En Önemli Dört İçeriden İşlem Skandalı
İçeriden işlem, bir kişinin veya bir grup kişinin halka açık bir şirketin hisseleri hakkında gizli bilgiye sahip olarak o hisseleri alıp satmasıdır. SEC'in içeriden işlemleri önlemeye yönelik kuralları olsa da, bu suçu tespit edip yasal işlem başlatmak hâlâ zor olabilir. Medya özellikle suçlanan kişi tanınmışsa içeriden işlem davalarına yoğun ilgi gösterir. ABD'de dikkat çeken dört önemli dava vardı: Albert H. Wiggin, Ivan Boesky, R. Foster Winans ve Martha Stewart vakaları.
Temel Bilgiler
İçeriden işlem, borsada yasaklanmış bir uygulama olup, kamuya açıklanmamış maddi bilgilere dayanarak halka açık şirket hisselerinin yasa dışı alım veya satımını kapsar. ABD hisse senedi piyasasının tarih boyunca birçok kişi, ayrıcalıklı erişimlerini kullanarak diğer yatırımcılara karşı haksız avantaj sağlamıştır. Bu makale, 1900'lerin başlarından günümüze dek uzanan dört önemli içeriden işlem davasını inceliyor. Menkul Kıymetler ve Borsa Komisyonu (SEC) yatırımları içeriden işlemlere karşı korumak için kurallar koymuş olsa da, bu soruşturmaların karmaşıklığı tespit ve çözümü zorlaştırır. Sonuç olarak, içeriden işlem ortaya çıktığında özellikle suçlanan taraf kamuoyunda tanınmışsa büyük tartışma ve medya ilgisi yaratır, bu da itibarlarına zarar verir.
Albert H. Wiggin
1929 Wall Street Çöküşü sonrası finans dünyasını sarsan bir gerçek ortaya çıktı: Chase National Bank'ın saygın yöneticisi Albert H. Wiggin ahlaken sorgulanabilir uygulamalara karışmıştı. Wiggin'in kendi şirketinin 40.000'den fazla hissesini açığa sattığı ve bu işlemleri aile şirketlerini kullanarak gizlediği anlaşıldı. Şaşırtıcı şekilde, Wiggin'in çıkarı kendi şirketinin başarısını baltalamaktı.
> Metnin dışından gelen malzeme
PR #1574, opened 2026-07-08
Fix lock on Intermission screens when Chat is open

RageSpark:
This bug can happen in two occasions afaik:

1. Open the Console and type 'messagemode' - Done, you won't be able to do anything.
2. In Multiplayer, another player changes the level while you have the chat open - You won't able to interact, have to wait for the time to count down or the host to advance.

What this PR does is
- Give priority to the chat input if its open, letting you finish typing or close. (tho the message will only show up in the console)
- Blocks opening the chat if not on a level or in a demo.

## Checklist

### DIFF
--- a/src/ct_chat.cpp
+++ b/src/ct_chat.cpp
@@ -536,7 +536,7 @@ static bool DoSubstitution (FString &out, const char *in)
 
 CCMD (messagemode)
 {
-	if (menuactive != MENU_Off)
+	if (gamestate != GS_LEVEL || demoplayback || menuactive != MENU_Off)
 		return;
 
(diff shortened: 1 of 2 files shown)


Boondorl (dismissed):

Boondorl:
You might need to make sure this properly disables chat on the title screen/demos as well. It seems like the main oversight here was intermissions being moved to cutscenes and the screenjob eating the input. Moving this check so early could break this instance where it absolutely cannot run due to the fact that demo commands aren't supported in this state of the game

the-phinet (approved):

PR #1581, opened 2026-07-09
Add ``-complevel`` CLI parameter

### LINKED ISSUE #324: Add `-complevel` CLI param, applying `COMPLVL` lump compatibility flags
### Game

All

### Problem Description

Most users are already familiar with the `-complevel` param -- and most mappers still severely under-utilize the existing `COMPLVL` lump, even as way of improving compatibility between other ports and UZDoom.

### Feature Description

The `-complevel` should be able to read the major known CL values:
 - 2 for vanilla Doom 1.9
 - 3 for vanilla Ultimate Doom
 - 4 for vanilla Final DOom
 - 9 for Boom
 - 11 for MBF
 - 21 for MBF21

And hopefully the string values as aliases, matching the strings from `COMPLVL`, as well as "1.9" , "ultimate" and "final".

### Additional Media

_No response_

RageSpark:
Closes #324 
Also accepts COMPLVL strings

## Checklist


RicardoLuis0 (dismissed):

src/d_main.cpp
```diff
@@ -323,6 +323,8 @@ FARG(bots, "", "", "",
 FARG(debug, "", "", "",
 	"");
 
+FARG(complevel, "", "", "", "");
```
the-phinet: Can you fill in the fields here? It's `FARG(name, section, short_description, usage, detailed_description)`

Maybe something like (I don't know all the valid levels): 

```cpp
FARG(complevel, "Configuration", "Sets engine compatibility level.", "boom",
	"Sets engine compatibility level (COMPLVL) to more closely follow quirks of other engines."
	"Valid options: 1,2,3,4,vanilla,mbf21,etc...");
```

the-phinet (changes requested):

src/d_main.cpp
RageSpark: sure thing

the-phinet (dismissed):

elf-alchemist:
Couple of things should be noted here:

The `COMPLVL` lump is only designed to expect the strings `vanilla`, `boom`, `mbf`, `mbf21`, in all the others ports that already implement it. Extending this set of strings further could certainly eventually lead to someone using the non-standard strings at some point and lead some folk to wonder why it doesn't work on whichever ports ran the wad that accidentally used it that way. Perhaps my wording on the linked issue was not ideal, I apologize.

The CLI option itself should take the actual numbers used in the demo/purist ports (2, 3, 4, 9, 11, 21), or optionally named aliases based on the (strict set of) `COMPLVL` strings, this'll cause a mismatch in programs which might expect the CLI params to otherwise behave the same.

P.S. complevel 1 refers to Doom 1.666 but there's hardly any actual difference that matters (compared to cl2, its just 2sided midtexetures not being animated), complevel 0 is a bit more interesting for demo ports, since 1.2 is a very early look into some of the subtle early development differences of the vanilla engine, but are otherwise not worth bothering about for most engines. None of the other complevel numbers matter outside of DSDA's intended goal of running as many demos as possible, there are (for example) many minute little PrBoom+ compat options for very specific demo cases that not even Woof has, so its really only really 2, 3, 4, 9, 11 and 21 that matter for now.

See the wiki page for additional references: https://doomwiki.org/wiki/Compatibility#Compatibility_levels

EDIT: Here's a pro tip, noone should be reading PRs while sleep-deprived. I misread the finer implementation loop as taking the internal enum value as input for the CLI, apologies, the param is fine. Point still stands about COMPLVL itself, though, it should only take the stricter subset of strings.

Boondorl (dismissed):

the-phinet (approved):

O dönemde, bir yöneticinin kendi şirketinin hisselerini açığa satmasını açıkça yasaklayan düzenlemeler yoktu. Bu nedenle, çöküşün ardından birçok yatırımcının Chase National Bank'taki pozisyonlarını aynı anda terk etmesiyle Wiggin yasal olarak 4 milyondan fazla dolar kazanç elde etti. Bu şüpheli açığa satışlardan kazanç sağlamakla kalmadı, aynı zamanda bankadan yılda 100.000 dolar ömür boyu maaş kabul etti. Ancak kamuoyu tepkisi ve medyanın baskısıyla Wiggin daha sonra bu emeklilik maaşını reddetti.
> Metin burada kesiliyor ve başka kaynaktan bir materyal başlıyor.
PR #1586, opened 2026-07-11
Added "keyboard" param to CheatGive

sierra0451:
"keyboard" is set to true if the cheat was put in with a cheat code (things like "idkfa" or "beholdX").

## Checklist

### DIFF
--- a/src/m_cheat.cpp
+++ b/src/m_cheat.cpp
@@ -248,19 +248,19 @@ void cht_DoCheat (player_t *player, int cheat)
 		break;
 
 	case CHT_IDKFA:
-		cht_Give (player, "backpack");
-		cht_Give (player, "weapons");
-		cht_Give (player, "ammo");
-		cht_Give (player, "keys");
-		cht_Give (player, "armor");
+		cht_Give (player, "backpack", 1, true);
+		cht_Give (player, "weapons", 1, true);
+		cht_Give (player, "ammo", 1, true);
+		cht_Give (player, "keys", 1, true);
+		cht_Give (player, "armor", 1, true);
 		msg = GStrings.GetString("STSTR_KFAADDED");
 		break;
 
 	case CHT_IDFA:
-		cht_Give (player, "backpack");
-		cht_Give (player, "weapons");
-		cht_Give (player, "ammo");
-		cht_Give (player, "armor");
+		cht_Give (player, "backpack", 1, true);
+		cht_Give (player, "weapons", 1, true);
+		cht_Give (player, "ammo", 1, true);
+		cht_Give (player, "armor", 1, true);
 		msg = GStrings.GetString("STSTR_FAADDED");
 		break;
 
@@ -289,7 +289,7 @@ void cht_DoCheat (player_t *player, int cheat)
 			{
 				if (i != 0)
 				{
-					cht_Give(player, BeholdPowers[i]);
+					cht_Give(player, BeholdPowers[i], 1, true);
 					if (cheat == CHT_BEHOLDS)
 					{
 						P_GiveBody (player->mo, -100);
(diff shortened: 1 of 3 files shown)


RicardoLuis0 (dismissed):
this won't work without changing the zscript function itself

sierra0451:
> this won't work without changing the zscript function itself

so i completely forgot to push that part of the changes i made. oops. they're working their way through CI now!

RicardoLuis0:
(will leave the actual review/approval to someone else as i have no idea whether this is useful or wanted as a feature at all, was just checking in on the technical side of things as i saw an issue)

the-phinet:
What is the motivation behind adding this?

sierra0451:
Honestly, the main reason I'm adding it is because I want to add something to a mod I'm working on where, because it removes the armor mechanic entirely at the moment, if the player tries to cheat armor in using `give armor`, it'll respond to that (I'm planning a simple console message, nothing crazy).

The basic functionality of it, I can get working easily, but the issue is that at the moment, it's impossible to separate that scenario from the same `give armor` call used internally by IDFA and IDKFA, so those cheat codes would also trigger it. This would allow me, and anyone else who'd like to do something similar, to fix that issue trivially.

RicardoLuis0:
> Honestly, the main reason I'm adding it is because I want to add something to a mod I'm working on where, because it removes the armor mechanic entirely at the moment, if the player tries to cheat armor in using `give armor`, it'll respond to that (I'm planning a simple console message, nothing crazy).
> 
> The basic functionality of it, I can get working easily, but the issue is that at the moment, it's impossible to separate that scenario from the same `give armor` call used internally by IDFA and IDKFA, so those cheat codes would also trigger it. This would allow me, and anyone else who'd like to do something similar, to fix that issue trivially.

wouldn't that be better solved by making those cheats go through zscript, instead of just adding a parameter to give?

sierra0451:
i'm not sure what exactly you mean by that if this isn't going through zscript- apologies, i'm just a little confused ^^;

sierra0451:
> i'm not sure what exactly you mean by that if this isn't going through zscript- apologies, i'm just a little confused ^^;

actually, thinking more about it, i think i understand- basically instead of adding a parameter, having the cheat code itself go through a zscript virtual that then calls CheatGive by default?

if i'm understanding correctly, that would make sense to me. might need a little time to figure out an _exact_ implementation for it if i were to do it myself, but i'd be down to take a crack at it at some point

RicardoLuis0:
> basically instead of adding a parameter, having the cheat code itself go through a zscript virtual that then calls CheatGive by default?

yeah, it'd give way more flexibility for mods as well

sierra0451:
> yeah, it'd give way more flexibility for mods as well

yee, makes sense to me!

Boondorl:
Revisiting this, the requested changes make no sense. This functionality already goes through ZScript, the issue is it's impossible to differentiate the keyboard cheats (idkfa, etc.) from console commands _because_ they go through the existing ZScript method. Catching cases of cheats going through the keyboard would be much simpler with the proposed solution than exporting the entire cheat logic structure to ZScript and then having to override every single individual case across every game to account for it.

RicardoLuis0:
> Revisiting this, the requested changes make no sense. This functionality already goes through ZScript, the issue is it's impossible to differentiate the keyboard cheats (idkfa, etc.) from console commands _because_ they go through the existing ZScript method. Catching cases of cheats going through the keyboard would be much simpler with the proposed solution than exporting the entire cheat logic structure to ZScript and then having to override every single individual case across every game to account for it.

yeah, but allowing custom keyboard cheats to be created is something that's good in general for mods, and it wouldn't be one virtual per cheat, it'd just be one virtual for all of them

RicardoLuis0:
ex.:
```
virtual void OnKeyboardCheat(Name cheatKeys)
{
    switch(cheatKeys)
    {
    case 'IDKFA':
        // ...
    }
}
```

Boondorl (approved):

Wiggin'in davranışlarının ortaya çıkarılması, Ferdinand Pecora tarafından yürütülen Pecora Soruşturması sırasında gerçekleşti. Eski bir New York savcı yardımcısı olan Pecora, celp ve duruşmaları kullanarak bankaların ve üst düzey yöneticilerinin 1929 çöküşü öncesinde benimsedikleri yasal ama ahlaken tartışmalı uygulamaları açığa çıkardı.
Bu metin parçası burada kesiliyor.